In the image processor according to the present invention, when the vertical reduction and horizontal reduction are selected by the selector groups, processing proceeds sequentially through the horizontal characteristic variable filter, vertical characteristic variable filter, image memory and contour correction circuit; when the vertical reduction and horizontal enlargement are selected, the processing proceeds sequentially through the vertical characteristic variable filter, image memory, horizontal characteristic variable filter and contour correction circuit; when vertical enlargement and horizontal reduction are selected, the processing proceeds sequentially through the horizontal characteristic variable filter, image memory, vertical characteristic variable filter and contour correction circuit; when the vertical enlargement and horizontal enlargement are selected, the processing proceeds sequentially through the contour correction circuit, image memory, horizontal characteristic variable filter and vertical characteristic variable filter.
With the arrangement described above, when the image enlargement processing or image reduction processing is selected, each with respect to both the horizontal and vertical directions, not only the appropriate contour correction can be accomplished but also it can be prevented that the contour correction effect becomes ineffective when the image enlargement processing in vertical direction is selected while the image reduction processing in horizontal direction is selected and vice versa.

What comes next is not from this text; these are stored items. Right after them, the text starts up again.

Issue #1224, opened 2015-01-14
Error 500 on identify


cedricmoullet:
http://api3.geo.admin.ch/rest/services/ech/MapServer/identify?geometry=692124.830021982,220998.9882507511&geometryFormat=geojson&geometryType=esriGeometryPoint&imageDisplay=1600,1080,96&layers=all:ch.vbs.territorialregionen&mapExtent=681014.830021982,215908.9882507511,697014.830021982,226708.9882507511&tolerance=5

geometry issue ?

cedricmoullet:
One more: http://api3.geo.admin.ch/rest/services/ech/MapServer/identify?geometry=704206.7132676127,133316.31032245018&geometryFormat=geojson&geometryType=esriGeometryPoint&imageDisplay=1280,939,96&layers=all:ch.are.alpenkonvention&mapExtent=286906.7132676126,-19433.689677549875,1118906.7132676127,590916.3103224501&tolerance=5

gjn:
Seems like any identify for these layers is not working:
`ch.are.alpenkonvention`
`ch.vbs.territorialregionen`

[Link](http://map.geo.admin.ch/?X=159095.66&Y=834230.24&zoom=1&lang=en&topic=ech&bgLayer=ch.swisstopo.pixelkarte-farbe&layers=ch.vbs.territorialregionen,ch.are.alpenkonvention&layers_opacity=0.6,0.75)

loicgasser:
I am on it.

loicgasser:
It crashed in shapely. Probably a geometry issue. @ltclm Can you check that the first and the last coordinates of the Polygons of these layers end with the same coordinate and if no, change it?

loicgasser:
or 3D geoms?

ltclm:
**ch.are.alpenkonvention -> 3d, valid**
```sql
psql -U www-data -h pg-0.dev.bgdi.ch -d are -c "select distinct st_ndims(the_geom),st_isvalidreason(the_geom) FROM siedlung_landschaft.alpenkonvention;"
 st_ndims | st_isvalidreason
----------+------------------
        3 | Valid Geometry
``` 

**ch.vbs.territorialregionen -> 3d, valid**
```sql
psql -U www-data -h pg-0.dev.bgdi.ch -d vbs -c "select distinct st_ndims(the_geom),st_isvalidreason(the_geom) FROM territorialregionen;"
 st_ndims | st_isvalidreason
----------+------------------
[...]

Issue #1150, opened 2014-12-04
Vector.__read__ do not support 3D geometries


procrastinatio:
See https://github.com/geoadmin/mf-chsdi3/blob/master/chsdi/models/vector/__init__.py#L55

loicgasser:
```python
>>> from shapely.geometry import LineString
>>> from shapely.wkt import loads
>>> line_txt = '(632168.882 180514.191 3250.65,618345.024 180508.595 3247)'
>>> line_wkt = loads(line_txt)
Traceback (most recent call last):
  File "<stdin>", line 1, in <module>
  File "/home/ltgal/mf-chsdi3/buildout/eggs/Shapely-1.3.3-py2.7-linux-x86_64.egg/shapely/wkt.py", line 10, in loads
    return geos.WKTReader(geos.lgeos).read(data)
  File "/home/ltgal/mf-chsdi3/buildout/eggs/Shapely-1.3.3-py2.7-linux-x86_64.egg/shapely/geos.py", line 221, in read
    raise ReadingError("Could not create geometry because of errors "
shapely.geos.ReadingError: Could not create geometry because of errors while reading input.
>>> line_txt = 'LINESTRING (632168.882 180514.191 3250.65,618345.024 180508.595 3247)'                                                
>>> line_wkt = loads(line_txt)
>>> line_wkt.wkt
'LINESTRING Z (632168.882 180514.191 3250.65, 618345.024 180508.595 3247)'

>>> from shapely.wkb import dumps
>>> dumps(line_wkt)                                                                                                                   
'\x01\x02\x00\x00\x80\x02\x00\x00\x00\x06\x81\x95\xc3\xd1J#A\x0c\x02+\x87\x11\t\x06A\xcd\xcc\xcc\xccLe\xa9@^\xbaI\x0c\xd2\xde"A)\\\x8f\xc2\xe4\x08\x06A\x00\x00\x00\x00\x00^\xa9@'
>>> loads('(632168.882 180514.191 3250.65,618345.024 180508.595 3247)')                                                               
Traceback (most recent call last):
  File "<stdin>", line 1, in <module>
  File "/home/ltgal/mf-chsdi3/buildout/eggs/Shapely-1.3.3-py2.7-linux-x86_64.egg/shapely/wkt.py", line 10, in loads
    return geos.WKTReader(geos.lgeos).read(data)
[...]

PR #1286, opened 2015-02-17
Add custom geoalchemy2 egg for 3D support

loicgasser:
This is to solve 
https://github.com/geoadmin/mf-chsdi3/issues/1224
and
https://github.com/geoadmin/mf-chsdi3/issues/1150

@ltclm Let me know what table should be used to use Lubis original 3D data.

FYI: vbs and are layers are really dumm 3D layers as the third dimension is always equal to 0... (??)
Hope it makes a little more sense for lubis data.

No issue in geoadmin, which is a good thing.


ltclm:
Hi Loic
There is no 3d data anymore in the lubis database on db master (pg-0.dev.bgdi.ch). 

I have changed the FME workbench and just re-imported the 3d data directly in the pgcluster.dev.bgdi.ch database (the master is still in 2d mode). 
The mf dev staging should have access to the 3d data now, you can use the default tables.

ltclm:
```sql
select ebkey,st_astext(the_geom),rotation FROM luftbilder_swisstopo_bw limit 5;
     ebkey      |          st_astext           | rotation
----------------+------------------------------+----------
 19542890031226 | POINT Z (745338 289100 4100) |        0
 19722800013381 | POINT Z (703248 280180 3500) |        0
 19609991096473 | POINT Z (574728 96866 4620)  |        0
 19662560045775 | POINT Z (689600 256000 3800) |        0
 19892360012393 | POINT Z (736826 236000 5200) |        0
(5 rows)

```

procrastinatio:
As the solution is buried down in a tar.gz file, this how it was solved (thanks to @fredj)

```python
#######################################################
from sqlalchemy import create_engine, Table, MetaData from sqlalchemy.orm import sessionmaker

from geoalchemy2.shape import to_shape

engine = create_engine('postgresql://www-data:www-data@pgcluster.dev.bgdi.ch/vbs', echo=True) table = Table('territorialregionen', MetaData(), autoload=True, autoload_with=engine)

session = sessionmaker(bind=engine)()

item = session.query(table).first()

shape = to_shape(item.the_geom)
#######################################################

And I've the error but if I change:
diff --git a/geoalchemy2/types.py b/geoalchemy2/types.py index 54563fe..24561d6 100644
--- a/geoalchemy2/types.py
+++ b/geoalchemy2/types.py
@@ -100,7 +100,7 @@ class _GISType(UserDefinedType):
         return '%s(%s,%d)' % (self.name, self.geometry_type, self.srid)
 
     def column_expression(self, col):
-        return func.ST_AsBinary(col, type_=self)
+        return func.ST_AsEWKB(col, type_=self)
 
     def result_processor(self, dialect, coltype):
         def process(value):

```



See also https://github.com/geoalchemy/geoalchemy2/pull/92

procrastinatio:
OK

[ch.are.alpenkonvention](http://mf-chsdi3.dev.bgdi.ch/gal_3d_support/rest/services/ech/MapServer/identify?geometry=704206.7132676127,133316.31032245018&geometryFormat=geojson&geometryType=esriGeometryPoint&imageDisplay=1280,939,96&layers=all:ch.are.alpenkonvention&mapExtent=286906.7132676126,-19433.689677549875,1118906.7132676127,590916.3103224501&tolerance=5)

[ch.vbs.territorialregionen](http://mf-chsdi3.dev.bgdi.ch/gal_3d_support/rest/services/ech/MapServer/identify?geometry=692124.830021982,220998.9882507511&geometryFormat=geojson&geometryType=esriGeometryPoint&imageDisplay=1600,1080,96&layers=all:ch.vbs.territorialregionen&mapExtent=681014.830021982,215908.9882507511,697014.830021982,226708.9882507511&tolerance=5)

ltclm:
Hi Loic
Im not sure if these lubis db changes are breaking some tests on dev.
Anyway i have created a database **lubis_3d**. Please use this database for lubis tests.
I will now replace the lubis db with the original one.

Marcel

procrastinatio:
@loicgasser we should event. add some systematic test for all layers and services, on one random features each, to see if something breaks.

loicgasser:
Agree

procrastinatio:
OK, LGTM

loicgasser:
@ltclm We'll take care of Lubis in a separate PR.
Same for tests.

gjn:
We should try to re-use the official geoalchemy release. The referrenced PR in geoAlchemy is still open (https://github.com/geoalchemy/geoalchemy2/blob/master/geoalchemy2/types.py), but I think we can still use current geoalchemy master and simply overrate the class with our needed functionality. 

Then there would be no need to use a custom egg.

I'm working on geoJson loading from DB where I will try the overwrite approach. If I'm successfull, I can try to do the same to revert/replace this PR.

Further, in the image processor according to the present invention, when the vertical reduction and horizontal reduction are selected by the selector groups, the processing proceeds sequentially through the horizontal characteristic variable filter, vertical characteristic variable filter, image memory and contour correction circuit; when vertical reduction and horizontal enlargement are selected, the processing proceeds sequentially through the contour correction circuit, vertical characteristic variable filter, image memory and horizontal characteristic variable filter; when vertical enlargement and horizontal reduction are selected, the processing proceeds sequentially through the contour correction circuit, horizontal characteristic variable filter, image memory and vertical characteristic variable filter; when vertical enlargement and horizontal enlargement are selected, the processing proceeds sequentially through the contour correction circuit, image memory, horizontal characteristic variable filter and vertical characteristic variable filter.
With the arrangement described above, when the image enlargement processing or image reduction processing is selected with respect to both the horizontal and vertical directions, not only appropriate contour correction can be accomplished but also unnecessary emphasizing can be prevented when image enlargement in horizontal direction is selected while image reduction in vertical direction is selected and vise versa.
Further, in the image processor according to the present invention, the contour correction circuit comprises a horizontal contour sampler for sampling the contour component in horizontal direction, a vertical contour sampler for sampling the contour component in vertical direction, a first adder for adding the contour component sampled by the horizontal contour sampler and the contour component sampled by the vertical contour sampler and a second adder for adding the contour component outputted from the first adder to the video signal to be inputted to the contour correction circuit to output the video signal corrected for contour.
With the arrangement described above, the contour can be corrected by sampling and adding the contour components in horizontal direction and vertical direction.